Western Blot Analysis
Whole cell protein lysates were collected from wild-type (Rosa26) and Mrj−/− (line 1-4) TS cells cultured with growth factors for 2 days or without growth factors for 5 days. Using standard procedures, 60 μg of protein/well was electrophoresed on a 10% polyacrylamide gel and transferred onto an Immobilon-PSQ membrane (Millipore, cat no. ISEQ15150). The membrane was blocked in 3% donkey serum in TBST (Tris-buffered saline plus 0.1% tween-20) for 1 hr at RT and then incubated in 1:500 goat polyclonal anti-laminin α5 (G-20, Santa Cruz) diluted in 0.1% donkey serum/TBST overnight at 4°C. The membrane was washed in TBST and incubated in 1:5,000 HRP-conjugated donkey anti-goat IgG (Santa Cruz) diluted in 0.1% donkey serum/TBST for 1 hr at RT. Protein bands were detected with the ECL kit (Amersham Biosciences).
In Situ Hybridization
E8.25 implantation sites from Mrj+/− intercrosses were removed from the uterus, fixed overnight in 4% paraformaldehyde (PFA)/1× phosphate buffered saline (PBS) at 4°C, processed through a sucrose gradient and embedded in OCT compound (Sakura Finetek USA Inc.) for preparation of frozen sections. Eight μm frozen sections were adhered to Super Frost Plus slides (VWR International, Inc.) and stored at −80°C until used. The in situ hybridization protocol was carried out as previously described (Simmons et al.,2007).

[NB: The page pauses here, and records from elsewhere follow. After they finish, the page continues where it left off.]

PR #49, opened 2017-05-16
Setup a possible path to daemonize listeners

alieander:
This is a rather direct copy of Sidekiq's CLI made to work with our existing
listeners. It still creates one listener per topic, but does so in
a bit more of a managed way.

An example of how this would be used:
```bash
./bin/fastly_nsq -r ./example_config_class.rb -L ./tester.log -P ./piddy.pid -v -d
```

Implantation sites from Mrj+/− intercrosses were dissected at E8.25, fixed, stained as whole mount for β-galactosidase expression and then embedded for sectioning as previously described (Hunter et al.,1999).
Equipment and Software
A Leica DMR light microscope (for fluorescent and light images) and Leica DMIL inverted light microscope (for cell culture images) with Photometrics Coolsnap cf camera and Openlab 2.2.2 imaging software program were used to obtain micrographs. Filters used were from Chroma: DAPI (31000) and TRITC (31002). Minimal image processing was performed using Adobe Photoshop 7.0 and figures were constructed using Canvas X.
We thank X. Zhao for help with electron microscopy images and Dr. J. Rossant for the Rosa26 TS cell line. This work was funded by grants to J.C. from the Canadian Institutes of Health Research (CIHR) and the Alberta Heritage Foundation for Medical Research (AHFMR). E.W. was supported by a studentship from the CIHR Strategic Training Program in Genetics, Child Health and Development and fellowships from the Centre for Trophoblast Research and the CIHR. D.S. was supported by fellowships from the Lalor Foundation and the AHFMR. D.N. was supported by fellowships from the CIHR and AHFMR. J.C. is a Scientist of the AHFMR.